Pupils in England choose which areas to specialise in from a very young age and typically only study three A-levels in the last two years of school; a significant narrowing of the curriculum made at a young age. Although the curriculum stays broader for longer in Scotland, pupils sit external exams every year for the last three years of their school career, and the focus therefore becomes more on the assessment rather than the learning. This means that there is less focus on some of the valuable skills that are so important for our young people to be truly successful in their lives.
No two pupils are the same and therefore a combination of different curriculum models is what is required to ensure that the skills and strengths of each young person are supported rather than undermined – whether traditionally academic or not.
Thinking, communication, research, self-management, life, social and digital skills must be embedded into the curriculum from nursery and continued throughout a young person’s school career to prepare them for the future. Rather than learn key words, memorise passages, and passively follow the exam ‘formula’ that will achieve an A grade, it is essential that pupils are rewarded through the curriculum for creative, critical and original thinking.

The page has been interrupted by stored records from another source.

PR #134, opened 2021-11-16
Refactor the bundle rebuild handler

qixiang:
The main changes are:

1. While rebuilding unreleased bundles, freshmaker tries to get
   bundle data from Pyxis, but actually Pyxis doesn't have bundle
   data for unreleased bundles, this is fixed to use brew to get
   bundle data.
2. Instead of getting all latest bundles first and check one by one,
   use related image digest to get impacted bundles.
3. The manual case and auto case were handled differently, now they
   are handled with same workflow.
4. Manual rebuild request is refactored to only use advisory to find
   and construct the updated CSV data. "bundle_images" in request is
   not used anymore.

JIRA: CWFHEALTH-914

### DIFF
--- a/freshmaker/events.py
+++ b/freshmaker/events.py
@@ -468,49 +468,23 @@ class BotasErrataShippedEvent(ErrataBaseEvent):
         super().__init__(msg_id, advisory, dry_run=dry_run)
 
 
-class ManualBundleRebuild(BaseEvent):
+class ManualBundleRebuildEvent(ErrataBaseEvent):
     """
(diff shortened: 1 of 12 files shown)


qixiang:
@apaplaus @gnaponie @mulaievaRH could you help to review this? I know it's not easy to review a single big change, however it's hard to break down this change to small commits.

gnaponie:
Quite a lot of changes! I've checked them from here and they seem good to me.

apaplaus (approved):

Greta Thunberg took a year off school in 2019 to learn more about climate change. However, we need to ignite a passion in our young people to make a difference whilst they are in school. We must support and encourage them to become the global leaders and key business people that we need for a better future. We need to offer a curriculum that has active learning at its heart, is tailored to our young peoples’ strengths and teaches them to grow from their weaknesses. The world will continue to evolve, and we must evolve with it. Let’s nurture our youth starting with a curriculum model which encourages pupils to unlock their potential and gives them the keys to do so for themselves.